PR #1085, opened 2024-11-25
Plugins in worker executor

### LINKED ISSUE #1036: Active oplog processor plugins per worker
Worker executor must track the active set of oplog processor plugins for each worker. 
In details:

- The initial set comes from the component's enabled set (and new optional parameters if the worker was explicitly started)
- The Worker Executor gRPC API and Golem host functions allow adding/removing plugins for a worker
- New oplog entries need to be added when the set of plugins change
- The current active set is cached in the worker status record and is recomputable from the oplog

The outcome of this task is that there is full support for managing what oplog processor plugins are enabled for a worker but there is no actual oplog broadcast to them yet.

vigoo:
Resolves #1036


golem-common/src/model/mod.rs
```diff
@@ -1031,6 +1031,62 @@ pub struct WorkerStatusRecord {
...
+            failed_updates: Decode::decode(decoder)?,
+            successful_updates: Decode::decode(decoder)?,
+            invocation_results: Decode::decode(decoder)?,
+            current_idempotency_key: Decode::decode(decoder)?,
+            component_version: Decode::decode(decoder)?,
+            component_size: Decode::decode(decoder)?,
+            total_linear_memory_size: Decode::decode(decoder)?,
+            owned_resources: Decode::decode(decoder)?,
+            oplog_idx: Decode::decode(decoder)?,
+            active_plugins: Decode::decode(decoder).or_else(|err| {
```
mschuwalow, line 1054: This doesn't look so nice. Can we include some versioned metadata or something like this past this point so we can evolve this in the future?

I understand that you have a lib that can handle the evolution, maybe we can serialize everything past oplog_idx using your lib and put it in here.
During deserialization we can check for UnexpectedEnd like now, otherwise start reading data with your decoder including schema evolution.

golem-worker-executor-base/src/durable_host/mod.rs
```diff
@@ -573,6 +585,7 @@ impl<Ctx: WorkerCtx + DurableWorkerCtxView<Ctx>> DurableWorkerCtx<Ctx> {
                                         .on_worker_update_succeeded(
                                             target_version,
                                             component_metadata.size,
+                                            HashSet::new(), // TODO: get it from component_metadata
```
mschuwalow, line 588: Part of this pr or as a followup?

golem-worker-executor-base/src/services/plugins.rs
```diff
@@ -0,0 +1,476 @@
...
+use std::sync::Arc;
+use tonic::codec::CompressionEncoding;
+use tonic::transport::Channel;
+use uuid::Uuid;
+
+/// Part of the `Plugins` service for recording observed information as a way to pre-cache
+/// data. It is in a separate trait because it does not have to be parametric for the Owner/Scope
+/// types.
+#[async_trait]
+pub trait PluginsObservations {
```
mschuwalow, line 43: Do we need to care about invalidating this cache or will we always end up calling observe_plugin_installation with uncached data when (re) running a worker?

golem-worker-executor-base/src/durable_host/mod.rs
vigoo: No, I'm fixing these - just marked as "ready" too soon

golem-worker-executor-base/src/services/plugins.rs
vigoo: The installations are immutable so no need for invalidation. (And old entries will be evicted when the cache is full)

golem-worker-executor-base/src/worker.rs
```diff
@@ -822,6 +823,28 @@ impl<Ctx: WorkerCtx> Worker<Ctx> {
         receiver.await.unwrap()
     }
 
+    pub async fn activate_plugin(
```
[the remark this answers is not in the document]
vigoo: That logic is now one layer above (in the gRPC request handler) - I think I would keep it there for now for consistency with the existing code

golem-worker-executor-base/src/grpc.rs
```diff
@@ -1303,31 +1311,177 @@ impl<Ctx: WorkerCtx, Svcs: HasAll<Ctx> + UsesAllDeps<Ctx = Ctx> + Send + Sync +
...
+
+        match metadata {
+            Some(metadata) => {
+                // Worker exists
+
+                if worker_status
+                    .active_plugins
+                    .contains(&plugin_installation_id)
+                {
+                    Err(GolemError::invalid_request("Plugin is already activated"))
```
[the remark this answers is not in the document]
vigoo: I was thinking of that, and could not decide.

WHAT TO WORK ON>
Read the data above and pull out each line that holds the string "vigoo".

EXERCISE ANSWER>
vigoo:
vigoo: No, I'm fixing these - just marked as "ready" too soon
vigoo: The installations are immutable so no need for invalidation. (And old entries will be evicted when the cache is full)
vigoo: That logic is now one layer above (in the gRPC request handler) - I think I would keep it there for now for consistency with the existing code
vigoo: I was thinking of that, and could not decide.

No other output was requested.